PR #682, opened 2024-12-18
refactors the forXXX-options

unglaublicherdude:


php/src/vaas/Options/ForSha256Options.php
```diff
@@ -4,16 +4,10 @@
...
-    public function __construct(array $options = [])
-    {
-        $this->useCache = $options['useCache'] ?? true;
-        $this->useHashLookup = $options['useHashLookup'] ?? true;
-        $this->vaasRequestId = $options['vaasRequestId'] ?? null;
-    }
+    public function __construct(
+        public bool $useCache = true,
+        public bool $useHashLookup = true,
+        public ?string $vaasRequestId = null) {}
```
lennartdohmann, line 10: Yeah I like this more too, thanks!

php/src/vaas/Vaas.php
```diff
@@ -81,15 +81,8 @@ public function forSha256Async(Sha256 $sha256, ?ForSha256Options $options = null
...
-            if ($options === null) {
-                $options = new ForSha256Options(
-                    [
-                        'vaasRequestId' => null,
-                        'useHashLookup' => $this->options->useHashLookup ?? true,
-                        'useCache' => $this->options->useCache ?? true,
-                    ]
-                );
-            }
+            $options = $options ?? ForSha256Options::default();
```
lennartdohmann, line 84: This will cause a bug. If the local and function specific options are null, we need to introduce new ForSha256Options with the global VaasOptions' settings injected to the local ones, if they are set, exactly like before. Just nullcheck and make default ForSha256Options like you changed it to, would overwrite VaasOptions and could cause VaaS not behave like a customer would like to. I suggest it like it was before but with your updated constructor:
```suggestion
            if ($options === null) {
                $options = new ForSha256Options($this->options->useCache, $this->options->useHashLookup, null);
            }
```

php/src/vaas/Vaas.php
```diff
@@ -146,22 +139,12 @@ public function forFileAsync(string $path, ?ForFileOptions $options = null, ?Can
...
-            if ($options === null) {
-                $options = new ForFileOptions(
-                    [
-                        'vaasRequestId' => null,
-                        'useHashLookup' => $this->options->useHashLookup ?? true,
-                        'useCache' => $this->options->useCache ?? true,
-                    ]
-                );
-            }
+            $options = $options ?? ForFileOptions::default();
```
lennartdohmann, line 142: The same here like in line 84.
```suggestion
            if ($options === null) {
                $options = new ForFileOptions($this->options->useCache, $this->options->useHashLookup, null);
            }
```

php/src/vaas/Vaas.php
```diff
@@ -203,15 +183,8 @@ public function forStreamAsync(ReadableStream $stream, int $fileSize, ?ForStream
...
-                if ($options === null) {
-                    $options = new ForStreamOptions(
-                        [
-                            'vaasRequestId' => null,
-                            'timeout' => $this->options->timeout,
-                            'useHashLookup' => $this->options->useHashLookup ?? true,
-                        ]
-                    );
-                }
+                $options = $options ?? ForStreamOptions::default();
```
lennartdohmann, line 186: Same here as before:
```suggestion
               if ($options === null) {
                    $options = new ForStreamOptions($this->options->useHashLookup, 300, null);
                }
```

php/src/vaas/Vaas.php
```diff
@@ -272,14 +242,8 @@ public function forUrlAsync(string $uri, ?ForUrlOptions $options = null, ?Cancel
...
 
-            if ($options === null) {
-                $options = new ForUrlOptions(
-                    [
-                        'vaasRequestId' => null,
-                        'useHashLookup' => $this->options->useHashLookup ?? true,
-                    ]
-                );
-            }
+            $options = $options ?? ForUrlOptions::default();
```
lennartdohmann, line 245: Same here as before:
```suggestion
            if ($options === null) {
                $options = new ForUrlOptions($this->options->useHashLookup, null);
            }
```

lennartdohmann (changes requested):

unglaublicherdude:
thank you for finding that bug

lennartdohmann (approved):

PR #684, opened 2024-12-25
Refactor cs/http_api

lennartdohmann:
Refactor cs/http_api:
* Same usage as other SDK
* Fix override of VaasOptions if no specific options are passed


dotnet/Vaas/src/Vaas/Authentication/TokenReceiver.cs
```diff
@@ -109,36 +109,36 @@ private async Task<TokenResponse> RequestTokenAsync(CancellationToken cancellati
 
     private FormUrlEncodedContent TokenRequestToForm()
```
GermanCoding, line 110: Consider making this class abstract, and just implement `TokenRequestToForm` in `ClientCredentialsGrantAuthenticator`/`ResourceOwnerPasswordGrantAuthenticator`, thus getting rid of the switch and logically separating the two.

lennartdohmann:
@GermanCoding you likey likey?

GermanCoding (approved):

PR #970, opened 2026-06-01
python/Encrypted files in VaaS

jbg-1:
Implement isEncrypted for Python SDK

### DIFF
--- a/python/tests/test_vaas.py
+++ b/python/tests/test_vaas.py
@@ -24,6 +24,10 @@ PUP_SHA256 = "d6f6c6b9fde37694e12b12009ad11ab9ec8dd0f193e7319c523933bdad8a50ad"
 EICAR_URL = "https://s3-eu-central-2.ionoscloud.com/test-samples-vaas/eicar.com.txt"
 CLEAN_URL = "https://s3-eu-central-2.ionoscloud.com/test-samples-vaas/clean.txt"
 PUP_URL = "https://s3-eu-central-2.ionoscloud.com/test-samples-vaas/PotentiallyUnwanted.exe"
+PASSWORD_ZIP_URL = "https://s3-eu-central-2.ionoscloud.com/test-samples-vaas/password.zip"
+WITH_AND_WITHOUT_PASSWORD_ZIP_URL = (
+    "https://s3-eu-central-2.ionoscloud.com/test-samples-vaas/with-and-without-password.zip"
+)
 
 CLEAN_FILE_CONTENT = "I am clean."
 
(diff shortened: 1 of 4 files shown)


python/tests/test_vaas.py
```diff
@@ -1099,3 +1099,50 @@ async def test_for_url_cancel_request_raise_cancel_error(self, vaas, post_fails,
 
         with pytest.raises(asyncio.CancelledError):
             await vaas.for_url(url)
+
+PASSWORD_ZIP_URL = "https://samples.develop.vaas.gdatasecurity.de/password.zip"
+WITH_AND_WITHOUT_PASSWORD_ZIP_URL = "https://samples.develop.vaas.gdatasecurity.de/with-and-without-password.zip"
+
+
+class TestVaasEncrypted:
```
doxthree: Why own class?

python/tests/test_vaas.py
```diff
@@ -1099,3 +1099,50 @@ async def test_for_url_cancel_request_raise_cancel_error(self, vaas, post_fails,
 
         with pytest.raises(asyncio.CancelledError):
             await vaas.for_url(url)
+
+PASSWORD_ZIP_URL = "https://samples.develop.vaas.gdatasecurity.de/password.zip"
```
doxthree: Better have all url samples on one place like currently on IONOS S3

python/tests/test_vaas.py
```diff
@@ -1099,3 +1099,50 @@ async def test_for_url_cancel_request_raise_cancel_error(self, vaas, post_fails,
...
+            with open(filename, mode="wb") as file:
+                file.write(response.content)
+
+            verdict = await vaas.for_file(filename)
+
+            assert verdict.verdict == "Clean"
+            assert verdict.isEncrypted is True
+
+    @pytest.mark.asyncio()
+    async def test_for_file_if_contains_eicar_and_encrypted_returns_malicious_and_is_encrypted(self, vaas):
```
# # # # # # #
Problem -
Each entry above is to be quoted exactly.

Answer section -
PR #682, opened 2024-12-18
refactors the forXXX-options

unglaublicherdude:


php/src/vaas/Options/ForSha256Options.php
```diff
@@ -4,16 +4,10 @@
...
-    public function __construct(array $options = [])
-    {
-        $this->useCache = $options['useCache'] ?? true;
-        $this->useHashLookup = $options['useHashLookup'] ?? true;
-        $this->vaasRequestId = $options['vaasRequestId'] ?? null;
-    }
+    public function __construct(
+        public bool $useCache = true,
+        public bool $useHashLookup = true,
+        public ?string $vaasRequestId = null) {}
```
lennartdohmann, line 10: Yeah I like this more too, thanks!

php/src/vaas/Vaas.php
```diff
@@ -81,15 +81,8 @@ public function forSha256Async(Sha256 $sha256, ?ForSha256Options $options = null
...
-            if ($options === null) {
-                $options = new ForSha256Options(
-                    [
-                        'vaasRequestId' => null,
-                        'useHashLookup' => $this->options->useHashLookup ?? true,
-                        'useCache' => $this->options->useCache ?? true,
-                    ]
-                );
-            }
+            $options = $options ?? ForSha256Options::default();
```
lennartdohmann, line 84: This will cause a bug. If the local and function specific options are null, we need to introduce new ForSha256Options with the global VaasOptions' settings injected to the local ones, if they are set, exactly like before. Just nullcheck and make default ForSha256Options like you changed it to, would overwrite VaasOptions and could cause VaaS not behave like a customer would like to. I suggest it like it was before but with your updated constructor:
```suggestion
            if ($options === null) {
                $options = new ForSha256Options($this->options->useCache, $this->options->useHashLookup, null);
            }
```

php/src/vaas/Vaas.php
```diff
@@ -146,22 +139,12 @@ public function forFileAsync(string $path, ?ForFileOptions $options = null, ?Can
...
-            if ($options === null) {
-                $options = new ForFileOptions(
-                    [
-                        'vaasRequestId' => null,
-                        'useHashLookup' => $this->options->useHashLookup ?? true,
-                        'useCache' => $this->options->useCache ?? true,
-                    ]
-                );
-            }
+            $options = $options ?? ForFileOptions::default();
```
lennartdohmann, line 142: The same here like in line 84.
```suggestion
            if ($options === null) {
                $options = new ForFileOptions($this->options->useCache, $this->options->useHashLookup, null);
            }
```

php/src/vaas/Vaas.php
```diff
@@ -203,15 +183,8 @@ public function forStreamAsync(ReadableStream $stream, int $fileSize, ?ForStream
...
-                if ($options === null) {
-                    $options = new ForStreamOptions(
-                        [
-                            'vaasRequestId' => null,
-                            'timeout' => $this->options->timeout,
-                            'useHashLookup' => $this->options->useHashLookup ?? true,
-                        ]
-                    );
-                }
+                $options = $options ?? ForStreamOptions::default();
```
lennartdohmann, line 186: Same here as before:
```suggestion
               if ($options === null) {
                    $options = new ForStreamOptions($this->options->useHashLookup, 300, null);
                }
```

php/src/vaas/Vaas.php
```diff
@@ -272,14 +242,8 @@ public function forUrlAsync(string $uri, ?ForUrlOptions $options = null, ?Cancel
...
 
-            if ($options === null) {
-                $options = new ForUrlOptions(
-                    [
-                        'vaasRequestId' => null,
-                        'useHashLookup' => $this->options->useHashLookup ?? true,
-                    ]
-                );
-            }
+            $options = $options ?? ForUrlOptions::default();
```
lennartdohmann, line 245: Same here as before:
```suggestion
            if ($options === null) {
                $options = new ForUrlOptions($this->options->useHashLookup, null);
            }
```

lennartdohmann (changes requested):

unglaublicherdude:
thank you for finding that bug

lennartdohmann (approved):

PR #684, opened 2024-12-25
Refactor cs/http_api

lennartdohmann:
Refactor cs/http_api:
* Same usage as other SDK
* Fix override of VaasOptions if no specific options are passed


dotnet/Vaas/src/Vaas/Authentication/TokenReceiver.cs
```diff
@@ -109,36 +109,36 @@ private async Task<TokenResponse> RequestTokenAsync(CancellationToken cancellati
 
     private FormUrlEncodedContent TokenRequestToForm()
```
GermanCoding, line 110: Consider making this class abstract, and just implement `TokenRequestToForm` in `ClientCredentialsGrantAuthenticator`/`ResourceOwnerPasswordGrantAuthenticator`, thus getting rid of the switch and logically separating the two.

lennartdohmann:
@GermanCoding you likey likey?

GermanCoding (approved):

PR #970, opened 2026-06-01
python/Encrypted files in VaaS

jbg-1:
Implement isEncrypted for Python SDK

### DIFF
--- a/python/tests/test_vaas.py
+++ b/python/tests/test_vaas.py
@@ -24,6 +24,10 @@ PUP_SHA256 = "d6f6c6b9fde37694e12b12009ad11ab9ec8dd0f193e7319c523933bdad8a50ad"
 EICAR_URL = "https://s3-eu-central-2.ionoscloud.com/test-samples-vaas/eicar.com.txt"
 CLEAN_URL = "https://s3-eu-central-2.ionoscloud.com/test-samples-vaas/clean.txt"
 PUP_URL = "https://s3-eu-central-2.ionoscloud.com/test-samples-vaas/PotentiallyUnwanted.exe"
+PASSWORD_ZIP_URL = "https://s3-eu-central-2.ionoscloud.com/test-samples-vaas/password.zip"
+WITH_AND_WITHOUT_PASSWORD_ZIP_URL = (
+    "https://s3-eu-central-2.ionoscloud.com/test-samples-vaas/with-and-without-password.zip"
+)
 
 CLEAN_FILE_CONTENT = "I am clean."
 
(diff shortened: 1 of 4 files shown)


python/tests/test_vaas.py
```diff
@@ -1099,3 +1099,50 @@ async def test_for_url_cancel_request_raise_cancel_error(self, vaas, post_fails,
 
         with pytest.raises(asyncio.CancelledError):
             await vaas.for_url(url)
+
+PASSWORD_ZIP_URL = "https://samples.develop.vaas.gdatasecurity.de/password.zip"
+WITH_AND_WITHOUT_PASSWORD_ZIP_URL = "https://samples.develop.vaas.gdatasecurity.de/with-and-without-password.zip"
+
+
+class TestVaasEncrypted:
```
doxthree: Why own class?

python/tests/test_vaas.py
```diff
@@ -1099,3 +1099,50 @@ async def test_for_url_cancel_request_raise_cancel_error(self, vaas, post_fails,
 
         with pytest.raises(asyncio.CancelledError):
             await vaas.for_url(url)
+
+PASSWORD_ZIP_URL = "https://samples.develop.vaas.gdatasecurity.de/password.zip"
```
doxthree: Better have all url samples on one place like currently on IONOS S3

python/tests/test_vaas.py
```diff
@@ -1099,3 +1099,50 @@ async def test_for_url_cancel_request_raise_cancel_error(self, vaas, post_fails,
...
+            with open(filename, mode="wb") as file:
+                file.write(response.content)
+
+            verdict = await vaas.for_file(filename)
+
+            assert verdict.verdict == "Clean"
+            assert verdict.isEncrypted is True
+
+    @pytest.mark.asyncio()
+    async def test_for_file_if_contains_eicar_and_encrypted_returns_malicious_and_is_encrypted(self, vaas):
```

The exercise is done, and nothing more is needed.